Work instructions
Write out every line from the listing below where the string "marketplace" is found.

Record extracts
-*-
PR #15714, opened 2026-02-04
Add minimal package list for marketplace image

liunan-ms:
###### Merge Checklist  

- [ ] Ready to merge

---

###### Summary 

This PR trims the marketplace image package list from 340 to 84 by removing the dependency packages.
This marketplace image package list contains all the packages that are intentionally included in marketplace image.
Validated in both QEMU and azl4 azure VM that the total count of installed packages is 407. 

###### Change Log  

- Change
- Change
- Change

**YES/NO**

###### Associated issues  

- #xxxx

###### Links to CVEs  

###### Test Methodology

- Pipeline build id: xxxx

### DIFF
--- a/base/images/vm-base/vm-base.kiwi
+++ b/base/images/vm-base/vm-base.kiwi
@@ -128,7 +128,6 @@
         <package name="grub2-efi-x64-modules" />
-*-
Written response
Add minimal package list for marketplace image
This PR trims the marketplace image package list from 340 to 84 by removing the dependency packages.
This marketplace image package list contains all the packages that are intentionally included in marketplace image.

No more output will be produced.